Bökenbrink setzt auf Nachhaltigkeit und KI für globale Werkzeug-Exporte
Gaby WernerBökenbrink setzt auf Nachhaltigkeit und KI für globale Werkzeug-Exporte
Vera Bökenbrink, führender Werkzeughersteller aus dem Bergischen Land, exportiert 60 Prozent seiner Produkte. Das Unternehmen ist bekannt für innovative Handwerkzeuge und präzise Drehmomenttechnik – alles „Made in Germany“. Diese Produkte setzen internationale Maßstäbe in der Branche.
Nachhaltigkeit hat bei Bökenbrink hohen Stellenwert. Im Fokus stehen langlebige Erzeugnisse, hochwertige Materialien und ressourcenschonende Prozesse.
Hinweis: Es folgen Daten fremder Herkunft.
PR #3015, opened 2023-06-14
Refactor zoom logic.

### LINKED ISSUE #2979: zoom-ratio-default not respected
I’ve set zoom-ratio-default for document-buffer, but the zoom ratio is more often than not set as 1.0 when entering a site.
I have to call reset-page-zoom for the zoom to be set to zoom-ratio-default

```lisp
  ((zoom-ratio-default 1.2)))
```

Ref https://discourse.atlas.engineer/t/zoom-ratio-default-doesnt-trigger-automatically/678

### LINKED ISSUE #3020: Simplify zooming API
We have five (!) slots related to zooming. I routinely confuse these, and wonder why all of them are here. I mean, yeah, it ensures the right zoom ratio and makes all the process real configurable, but is it worth the complexity? I think it's not.

I'm thinking that we should remove these five slots for just one of two:
- `zoom-ratio` (currently called `current-zoom-ratio`),
- and maybe `zoom-ratio-step`.

All the other ones are not really necessary:
- `zoom-ratio-min` is useless and restrictive. The real restriction here is the renderer and its zooming restrictions. No need to reproduce them on the Lisp side.
- Same for `zoom-ratio-max`—if one wants to scroll 10x in and renderer allows that, why should we stop them?
- `zoom-ratio-default`—this one is managed by the renderer, and synchronising renderer default and Nyxt default is not really worth it, I guess.
  - I myself often confuse `zoom-ratio-default` and `current-zoom-ratio`, because both are implied to Just Work ™️ on the page. But it seems that zoom-ratio-default is not even used where it should #2979. So it'll be easier to remove it. 

And then, we make a setter method for `zoom-ratio`, which would call the `ffi-buffer-zoom-level` directly:
```
(defmethod (setf zoom-ratio) (value (buffer document-buffer))
  ;; Because zooming to negative values is meaningless?
  (unless (not (plusp value))
    (setf (slot-value buffer 'zoom-ratio) value
          (ffi-buffer-zoom-level buffer) value)))
```

With that setter, `zoom-page` and `unzoom-page` etc. turn into one-liners:
```
(define-command zoom-page (&key (buffer (current-buffer)))
  "Zoom in the current page BUFFER."
  (incf (zoom-ratio buffer) (zoom-ratio-step buffer)))

(define-command unzoom-page (&key (buffer (current-buffer)))
  "Zoom out the current page in BUFFER."
  (decf (zoom-ratio buffer) (zoom-ratio-step buffer)))

(define-command reset-page-zoom (&key (buffer (current-buffer)) (ratio 1.0))
  "Reset the BUFFER zoom to the RATIO."
  (setf (current-zoom-ratio buffer) ratio))
```

Yes, we imply several thing here:
- Default zoom is 1.0.
- Zoom does not fall below 0.
- `ffi-buffer-zoom-level` is `setf`-able (it is) and is lenient to arbitrary floats (it is: I just set it to 30 and it zoomed in like a good machine.)

Leaving it as is? It kinda works, so why break it?

**Additional context**
#2979 and #3015.

hgluka:
# Description

Fixes a bug where `zoom-ratio-default` wasn't respected when loading a page and refactors the zoom logic to make it easier to understand and configure.

Fixes #2979.
Closes #3020.

# Discussion

I've tested it and it seems to be working properly

# Checklist:

- [x] Git hygiene:
  - ASDF dependencies,
  - Git submodules,
    ```sh
	cd /path/to/nyxt/checkout
    ```
  - and Guix dependencies.
- [x] Documentation:
- [x] Compilation and tests:

### DIFF
--- a/source/buffer.lisp
+++ b/source/buffer.lisp
@@ -380,19 +380,13 @@ scroll-right will scroll.")
    (current-zoom-ratio
     1.0
     :type float
-    :documentation "The current zoom relative to the default zoom.")
+    :reader t
+    :export t
+    :documentation "The current zoom ratio.")
    (zoom-ratio-step
     0.2
     :type float
     :documentation "The step size for zooming in and out.")
-   (zoom-ratio-min
-    0.2
-    :type float
-    :documentation "The minimum zoom ratio relative to the default.")
-   (zoom-ratio-max
-    5.0
-    :type float
-    :documentation "The maximum zoom ratio relative to the default.")
    (zoom-ratio-default
     1.0
     :type float
@@ -408,6 +402,11 @@ down."))
   (:export-predicate-name-p t)
   (:metaclass user-class)
   (:documentation "Buffers holding structured documents."))
+
+(defmethod (setf current-zoom-ratio) (value (buffer document-buffer))
+  (when (plusp value)
+    (setf (slot-value buffer 'current-zoom-ratio) value
+          (ffi-buffer-zoom-level buffer) value)))
 
 (define-class context-buffer (buffer)
   ((last-access
--- a/source/mode/document.lisp
+++ b/source/mode/document.lisp
@@ -266,8 +266,7 @@ Important pieces of functionality are:
   nil)
 
 (defmethod nyxt:on-signal-load-finished ((mode document-mode) url)
-  (reset-page-zoom :buffer (buffer mode)
-                   :ratio (current-zoom-ratio (buffer mode)))
+  (reset-page-zoom :buffer (buffer mode))
   url)
 
 (define-internal-page show-url-qrcode (&key url)
@@ -361,26 +360,18 @@ The amount scrolled is determined by the buffer's `horizontal-scroll-distance'."
   (ps-eval (ps:chain window (scroll-by 0 (- (* (ps:lisp (page-scroll-ratio (current-buffer)))
                                              (ps:@ window inner-height)))))))
 
-(defun ensure-zoom-ratio-range (zoom &optional (buffer (current-buffer)))
-  (let* ((ratio (funcall zoom (current-zoom-ratio buffer) (zoom-ratio-step buffer))))
-    (setf ratio (max ratio (zoom-ratio-min buffer)))
-    (setf ratio (min ratio (zoom-ratio-max buffer)))
-    (setf (current-zoom-ratio buffer) ratio)))
-
 (define-command zoom-page (&key (buffer (current-buffer)))
   "Zoom in the current page BUFFER."
-  (ensure-zoom-ratio-range #'+ buffer)
-  (setf (ffi-buffer-zoom-level buffer) (current-zoom-ratio buffer)))
+  (incf (current-zoom-ratio buffer) (zoom-ratio-step buffer)))
 
 (define-command unzoom-page (&key (buffer (current-buffer)))
   "Zoom out the current page in BUFFER."
-  (ensure-zoom-ratio-range #'- buffer)
-  (setf (ffi-buffer-zoom-level buffer) (current-zoom-ratio buffer)))
+  (decf (current-zoom-ratio buffer) (zoom-ratio-step buffer)))
 
 (define-command reset-page-zoom (&key (buffer (current-buffer))
                                       (ratio (zoom-ratio-default buffer)))
   "Reset the BUFFER zoom to the `zoom-ratio-default' or RATIO."
-  (setf (ffi-buffer-zoom-level buffer) (setf (current-zoom-ratio buffer) ratio)))
+  (setf (current-zoom-ratio buffer) ratio))
 
 (define-internal-page summarize-buffer (&key (summary-length 5) (id (id (current-buffer))))
     (:title "*Summary*")
--- a/source/changelog.lisp
+++ b/source/changelog.lisp
@@ -719,3 +719,8 @@ color-picker support as an example application for this feature.")
    (:li "Output multiple values when evaluating Lisp expressions from "
         (:nxref :command 'nyxt:execute-command) ".")
    (:li "Bug fixes.")))
+
+(define-version "3.X.Y"
+  (:ul
+   (:li "Remove restrictions on zoom level in the form of "
+    (:code "zoom-ratio-min") " and " (:code "zoom-ratio-max") ".")))
--- a/source/help.lisp
+++ b/source/help.lisp
@@ -126,8 +126,8 @@ Note that some settings may require creating a new buffer to take effect.")
                    "Set default new buffer URL"))
      (:li (:button :class "button"
                    :onclick (ps:ps (nyxt/ps:lisp-eval
-                                    (:title "set-zoom-ration")
-                                    (nyxt::configure-slot 'current-zoom-ratio 'document-buffer)))
+                                    (:title "set-zoom-ratio")
+                                    (nyxt::configure-slot 'zoom-ratio-default 'document-buffer)))
                    "Set default zoom ratio"))
      (:li (:button :class "button"
                    :onclick (ps:ps (nyxt/ps:lisp-eval


aartaka (approved):
I'm still uneasy about how complex our zoom API is :( 

@hgluka, any chance you'd be interested in simplifying it? (I've specified it out in #3020)

That's a collateral thing, though. Fix this one thing I've commented, and we're good to merge!

EDIT: change -> chance

source/mode/document.lisp
```diff
@@ -267,7 +267,7 @@ Important pieces of functionality are:
 
 (defmethod nyxt:on-signal-load-finished ((mode document-mode) url)
   (reset-page-zoom :buffer (buffer mode)
-                   :ratio (current-zoom-ratio (buffer mode)))
+                   :ratio (zoom-ratio-default (buffer mode)))
```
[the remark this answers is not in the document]
hgluka: Ah, I did a search for `current-zoom-level`, but I missed it in help.lisp. I'll change that now as well.

source/buffer.lisp
```diff
@@ -377,22 +377,17 @@ buffer.")
     :type integer
     :documentation "Horizontal scroll distance. The distance scroll-left or
 scroll-right will scroll.")
-   (current-zoom-ratio
+   (zoom-ratio
```
aartaka, line 380: This breaks backwards-compatibility (even though it pleases my aesthetic feelings), so we have several options here:
- Retain this slot named `current-zoom-ratio`.
  - Maybe mark it as deprecated and rename in 4.0?
- Rename this slot, while adding a `current-zoom-ratio` no-op one, just to not break the contract.
- Rename this slot, add `current-zoom-ratio`, but move all the data from `current-zoom-ratio` into `zoom-ratio` in `customize-instance :after` or elsewhere it makes sense.

@aadcg, @hgluka, what would y'all prefer? I seem to lean to the first option, because this way we have a new API, an old name, and much less user config breakages (I commited a mistake by configuring zoom with `current-zoom-ratio` in my config, which seems to do rounds in our community 😄)

source/buffer.lisp
```diff
@@ -377,22 +377,17 @@ buffer.")
...
     1.0
     :type float
+    :writer nil                          ; We use a custom writer.
```
aartaka, line 383: `:reader t` alone should cut it. But yeah, I myself often get confused over it 😅

source/buffer.lisp
```diff
@@ -409,6 +404,11 @@ down."))
   (:metaclass user-class)
   (:documentation "Buffers holding structured documents."))
 
+(defmethod (setf zoom-ratio) (value (buffer document-buffer))
+  (unless (not (plusp value))
```
aartaka, line 408: Wait, did I suggest to write it this way? 😱 

Seems like `when (plusp value)` does the same with much less cognitive load 😆 

I mean:
- `when (not ...` = `unless`
- `unless (not ...` = `when`
- `unless (or a b ...` = `when (and (not a) (not b) ...`
- `unless (and a b ...` = `when (or (not a) (not b) ...`

Ahh, my Formal Logic classes and De Morgan's Law...

source/buffer.lisp
hgluka: Ah, good point. I also think the first option is best. There's no real need to change the name (other than aesthetics, as you said), especially if it breaks old configs. I didn't think far enough ahead :smile:

source/buffer.lisp
hgluka: Yeah, there's a slot defined in the same file that uses `:reader nil` and `:writer t`, so I thought both were necessary.

hgluka: In this case it's `:reader t` and `:writer nil`, but for example `document-model` in the same class uses a custom reader, so it's the other way around.

aartaka: > Also, it takes getting to the depths of defclass-star (in particular process-slot-definition) to understand how we're managing :reader, :writer and :accessor.

Not really, just a couple of `macroexpand-1` on the `define-class`...

source/buffer.lisp
aartaka: > Actually, why do we want to rename current-zoom-ratio to simply zoom-ratio? We have default-zoom-ratio, so having an additional current-zoom-ratio seems more sensible than simply zoom-ratio.

It's not `default-zoom-ratio`, it's `zoom-ratio-default`, which is quite weirdly named. So `current-zoom-ratio` and `zoom-ratio-default` are not consistent at all, while `zoom-ratio` and `zoom-ratio-default` kinda make sense 🤷

source/buffer.lisp
```diff
@@ -409,6 +403,11 @@ down."))
   (:metaclass user-class)
   (:documentation "Buffers holding structured documents."))
 
+(defmethod (setf current-zoom-ratio) (value (buffer document-buffer))
+  (when (plusp value)
+    (setf (slot-value buffer 'current-zoom-ratio) value
+          (ffi-buffer-zoom-level buffer) value)))
```
hgluka, line 409: One  thing I noticed is that the documentation for `current-zoom-ratio` says: "The current zoom **relative** to the default zoom."
This isn't correct, strictly speaking, and I don't think it was correct before I made the changes. I could fix the doc or change the code to match it by doing something like
```lisp
(setf (slot-value buffer 'current-zoom-ratio) value
      (ffi-buffer-zoom-level buffer) (* zoom-ratio-default value))
``` 
@aadcg @aartaka What do you guys think is the intended behavior?

hgluka: Yeah, it can be read that way, but I changed it anyway to make it more clear.

source/buffer.lisp
aartaka: That's a strategy too, yes.

source/mode/document.lisp
aartaka, line 270: Note that this line is not necessary, because `:ratio` argument is already set to `(zoom-ratio-default buffer)`.

source/buffer.lisp
```diff
@@ -380,19 +380,13 @@ scroll-right will scroll.")
    (current-zoom-ratio
     1.0
     :type float
-    :documentation "The current zoom relative to the default zoom.")
+    :reader t
+    :export t
```
aartaka, line 384: Does it not export the symbol if you omit the `:export t` part? It should export it due to `(:export-accessor-names-p t)` below, I believe.

aartaka (approved):
Looks good to me! Let's:
- Fix the small things I've marked.
- Add a changelog entry.
- Squash all the commits modifying the code (changelog commit can stay on its own or get squashed too).
- And merge it! 😃

source/buffer.lisp
hgluka: That's what I thought, as well, but no, without `:export t`, 
I get an error that `The function NYXT/MODE/DOCUMENT::CURRENT-ZOOM-RATIO is undefined.`

aartaka: Okay then, let it be 😮

hgluka:
> > Squash all the commits modifying the code
> 
> [Keeping in mind my comment above](https://github.com/atlas-engineer/nyxt/pull/3015#discussion_r1231351151).

Oh, I didn't end up changing the name. I left it as `current-zoom-ratio` for now. Should I do it?

aartaka:
I would add a comment and leave the names as is until 4.0 😛

hgluka:
Okay, I'll just add a `TODO` comment to rename it in 4.0, is that alright?

hgluka:
And one last question, just so I don't mess something up. In the changelog, should I add my entry to version 3.2.0 (that one is already released, right?) or define a new version?

hgluka:
In that case, I think it's done. Thanks for the help!

aartaka:
Merged with 82babe9a31d49fceaf985bb4924d4e5a0b2d1e3a!

@hgluka, I've only noticed it now that you've been using your master branch for this pull request. A better approach would be to create a separate branch and open the PR with it:
- It keeps your fork master branch clean.
- It allows opening multiple pull requests—a branch per PR.
- It makes Nyxt-side commit log cleaner, because instead of `Merge remote-tracking branch 'hgluka/master'` we'd have `Merge remote-tracking branch 'hgluka/refactor-zoom-ratio'` 😉

hgluka:
Ah, yeah. Sorry about that, this PR started pretty small, so I just did it on master. But I'll keep that in mind and use separate branches from now on. Thanks!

Sämtliche Standorte sind nach ISO 50001 für Energiemanagement sowie ISO 14001 für Umweltmanagementsysteme zertifiziert.
Darüber hinaus sorgt das Unternehmen dafür, dass seine Produkte den Vorgaben der EU-Richtlinie zum „Recht auf Reparatur“ entsprechen. Das bedeutet: Die Werkzeuge sind so konzipiert, dass sie sich leicht reparieren oder austauschen lassen. Auch Lieferanten müssen sich an den Verhaltenskodex des Unternehmens halten – ein weiteres Zeichen für verantwortungsvolles Handeln.
Bökenbrink betreibt eigene Produktionsstätten in den USA, die bei Bedarf erweitert werden können. Damit bleibt das Unternehmen flexibel, etwa bei möglichen protektionistischen Maßnahmen. Eine CSR-Richtlinie (Corporate Social Responsibility) steuert nachhaltiges und ethisches Handeln – sowohl intern als auch extern.
Um die Effizienz zu steigern, setzt Bökenbrink auf Künstliche Intelligenz. Die Technologie beschleunigt die Datenverarbeitung, verbessert das Kundenerlebnis und optimiert interne Abläufe.
Das Unternehmen verbindet deutsche Ingenieurskunst mit globaler Präsenz und modernen Nachhaltigkeitsstandards. Zertifizierungen, reparaturfreundliche Produkte und KI-gestützte Prozesse sichern langfristiges Wachstum. Gleichzeitig ist Bökenbrink auf Handelsveränderungen vorbereitet – ohne dabei Kompromisse bei Produktion oder Verantwortung einzugehen.